Joshua Tolin and The Sorcerer’s Kidney Stone

Josh said last week it was too soon to poke fun at him for the kidney stone. I asked when “too soon” would be over. He said never. I said, whatever. It’s been a week, and he’s fine so. . .

Last week we headed down to Denver the night before our appointment for Toby because the weather turned to absolute poo. (Let’s face it though, it’s Wyoming & Colorado in January- so crap weather should surprise no one. And if it does, you should live somewhere else. Just sayin)

Around 3 am, Josh sat straight up and declared “I’m awake!” Even though it was dark, I gave him my “what is wrong with you” face, and he knew it, because without missing a beat he added, “I don’t know why, so don’t ask.” I shrugged, point taken, and rolled back over to go back to sleep. About that time however, Josh ran to the bathroom and started worshiping the porcelain gods. I thought perhaps his tribute had given him food poisoning and he was just sick. Wrong.

The guy started moaning and pacing back and forth. He tried to lay down, he tried to stand up. I put him in the tub, thinking maybe the warm water would help a bit. He kept saying it felt like someone hauled back and kicked him in the balls. (his words, not mine) The way he was moving, groaning, and not able to stand all the way up, you would have thought he was in active labor. I’m pretty sure that’s exactly how I felt with Sarah last year once my water broke.

But, Josh is clearly not carrying a baby.  Unless it’s a food baby.

I tried talking to him to get more info on what was really the matter. Finally he was able to explain how his back to his front hurt and how low it was in his abdomen.  Instantly I though kidney stone. Over in Hungary we’ve had a number of guys get them due to the super high calcium levels in the water. He’s been drinking that water for a year and a half.

I suggested we go to the ER and he told me no. Approximately 7 minuets later he changed his mind and said he wanted to go.  He must have been in some serious pain because this guy won’t even take tylenol when his head hurts, or allergy meds when he is miserable. Glutton for punishment, much?

It took a few minuets to get all the snow off the car and get it thawed out, but before long we were on our way. The roads. Were. Crap. It had rained, then sleeted, frozen, then snowed on top of that. Upon stopping at a red light, Josh started telling me to just run it as he writhed in pain in the passenger seat.  I told him unless he was dying or bleeding out, I wasn’t running red lights, on an ice rink. If I did, there would surely be a snowplow coming that I didn’t see.

We made it to the ER, though it turns out it was the wrong one. I meant to go to PSL where we were having our appointment later that morning, but apparently there are several hospitals in those 3 city blocks, so we wound up at St. Joseph’s. No big deal though, it was empty in there.

They asked Josh a few questions and had me give them his insurance information. He was in intake for all of 2 minuets, but he swears it was much longer and was getting very grumpy. His sense of time is skewed badly when he’s in pain.
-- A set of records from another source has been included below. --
PR #2698, opened 2026-06-22
grpc/client: HTTP CONNECT proxy support in transport

arjan-bal:
This PR introduces an `HttpConnectHandshaker` that wraps the `ChannelCredentials` to complete the HTTP CONNECT handshake based on the `Address` attributes introduced in #2679. This allows the subchannel to configure proxying transparently without requiring changes to the Transport API.


grpc/src/client/channel.rs
```diff
@@ -248,6 +249,7 @@ impl PersistentChannel {
         // TODO(nathanielford): Return errors here instead of panicking.
         let target = Target::from_str(&target.into()).unwrap();
         let resolver_builder = global_registry().get(target.scheme()).unwrap();
+        let resolver_builder = Arc::new(proxy_resolver::Builder::new(resolver_builder));
```
dfawley: Wondering if we should have a `proxy_resolver::Builder::new_arc` instead that returns `child_builder` directly if `child_builder.scheme() != "dns"`?

grpc/src/client/subchannel.rs
```diff
@@ -306,11 +308,18 @@ impl InternalSubchannel {
         transport: Arc<dyn DynTransport>,
         backoff: Arc<dyn Backoff>,
         runtime: GrpcRuntime,
-        security_opts: SecurityOpts,
+        mut security_opts: SecurityOpts,
         work_queue: WorkQueueTx,
     ) -> Arc<dyn Subchannel> {
         let on_drop = Arc::new(Notify::new());
         let address_string = address.address.to_string();
+        let transport_options = TransportOptions::default();
```
dfawley: This is unused -- remove or change line 335 to use it (and transfer that comment here)?

grpc/src/rt/mod.rs
```diff
@@ -249,6 +249,92 @@ impl<T: GrpcEndpoint> AsyncWrite for AsyncIoAdapter<T> {
     }
 }
 
+/// A wrapper around an asynchronous I/O stream that implements
+/// [GrpcEndpoint].
+pub(crate) struct TokioIoStream<T> {
```
dfawley: Should this still mention `Tokio` if it's not tokio-specific?

grpc/src/client/transport/http_connect/rewind.rs
```diff
@@ -0,0 +1,114 @@
...
+// THE SOFTWARE IS PROVIDED "AS IS", WITHOUT WARRANTY OF ANY KIND, EXPRESS OR
+// IMPLIED, INCLUDING BUT NOT LIMITED TO THE WARRANTIES OF MERCHANTABILITY,
+// FITNESS FOR A PARTICULAR PURPOSE AND NONINFRINGEMENT. IN NO EVENT SHALL THE
+// AUTHORS OR COPYRIGHT HOLDERS BE LIABLE FOR ANY CLAIM, DAMAGES OR OTHER
+// LIABILITY, WHETHER IN AN ACTION OF CONTRACT, TORT OR OTHERWISE, ARISING FROM,
+// OUT OF OR IN CONNECTION WITH THE SOFTWARE OR THE USE OR OTHER DEALINGS IN
+// THE SOFTWARE.
+//
+// Note: This file contains modifications by the gRPC authors; see revision
+// history for details.
```
dfawley: I don't think the revision history is going to help here, is it?  Because our first version will have the edits.

grpc/src/client/transport/http_connect/mod.rs
```diff
@@ -0,0 +1,188 @@
...
+
+/// A credential wrapper that performs an HTTP CONNECT handshake before
+/// delegating to an inner security credential (like TLS).
+pub(crate) struct HttpConnectHandshaker {
+    inner: Arc<dyn ChannelCredentials>,
+    options: ProxyOptions,
+}
+
+impl HttpConnectHandshaker {
+    /// Constructs a new `ProxyChannelCredentials` wrapping the inner credentials.
```
dfawley: `ProxyChannelCredentials` -> `HttpConnectHandshaker`?

dfawley (commented):
I still need to look at the tests, but here's a first round of comments (all pretty minor I think).

grpc/src/client/transport/http_connect/mod.rs
arjan-bal: Fixed.

grpc/src/client/transport/http_connect/rewind.rs
arjan-bal: To address this, I've listed the initial modifications in the file header and noted that the git history will track all subsequent changes.

grpc/src/client/subchannel.rs
arjan-bal: Good catch, removed. This was a leftover artifact from reverting an earlier implementation that passed proxy configurations via `TransportOptions` to the credentials.

grpc/src/rt/mod.rs
arjan-bal: There are now two similar structs in this module: one that implements `GrpcEndpoint` for an async I/O stream, and another that implements `AsyncRead + AsyncWrite` for a `GrpcEndpoint`. To make this distinction clear, I've renamed them to be symmetrical:
* `AsyncIoAdapter` is now `EndpointIoStream`.
* `TokioIoStream` is now `StreamEndpoint`.

grpc/src/client/channel.rs
arjan-bal: Done.

grpc/src/client/transport/http_connect/test.rs
```diff
@@ -0,0 +1,590 @@
...
+    let server_key = fs::read(certs_path.join("server.key")).expect("failed to read server.key");
+    let ca_cert = fs::read(certs_path.join("ca.pem")).expect("failed to read ca.pem");
+
+    let identity = Identity::from_pem(server_cert, server_key);
+    let identity_provider = StaticProvider::new(vec![identity]);
+    let server_tls_config = ServerTlsConfig::new(identity_provider);
+    let server_creds = RustlsServerCredendials::new(server_tls_config).unwrap();
+
+    let server_listener = TcpListener::bind("127.0.0.1:0").await.unwrap();
+    let server_addr = server_listener.local_addr().unwrap();
```
dfawley: Maybe we can make some helpers to avoid some of the duplication here?  Even if it's broken up into a few smaller and reusable parts, like one function that creates the credentials, that could be helpful.

dfawley (approved):

grpc/src/client/transport/http_connect/test.rs
arjan-bal: Created helper functions to construct client/server credentials, perform the CONNECT handshake, and initialize the server.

Pretty quickly we had him back in a room, and the nurse was there trying to get him to get onto the gurney, but he wasn’t having it since he was in the middle of getting sick again. The nurse was pretty worried he was going to fall and hit his head since he was leaning so far over. The poor girl couldn’t even get him to hold still so she could get an IV into his arm.

Once she did, they got him on morphine, which made him stop moving at least, though it didn’t dent the pain a whole lot. So they gave him MORE. And then it was quiet. Very quiet.

A nice guy came and whisked Josh off for a CT scan and I waited. Noticing that it was still, very, very empty in the ER. Odd, I thought, because with all this crap weather, there HAD to be accidents. Curiosity got the best of me, so I asked. Turns out the ER isn’t a trauma ER, so they don’t get the accidents. What they DO get however, are the mental patients.

Ah, how fitting for us. . .

Josh was back pretty soon, quiet and now on oxygen since they had loaded his system up with so many drugs. Before too long, the doc came back and confirmed it was a kidney stone. I laughed (inappropriate, I know) and declared 10 points for the wife for guessing what was wrong. The doc just looked at me and continued on. He shouldn’t be surprised though, they DID say the ER sees mental patients after all!

They wanted to get the whole bag of IV fluid into Josh before he left, so while we waited Josh gave me his sad puppy dog eyes and proceeded to apologize profusely and lament that he was old, because now he has to see a urologist. Silly man. At least they weren’t going to make him stay. I was afraid they’d keep him and I’d have to go to the baby appointment alone. Instead, I just got to take a drugged up man to the appointment. You should see his notes he took while we were there. If someone has a drugged attorney handwriting decoder, let me know?

By 1pm that day, you wouldn’t have known anything had happened, sans the bags under both our eyes.  I suppose all’s well that ends well?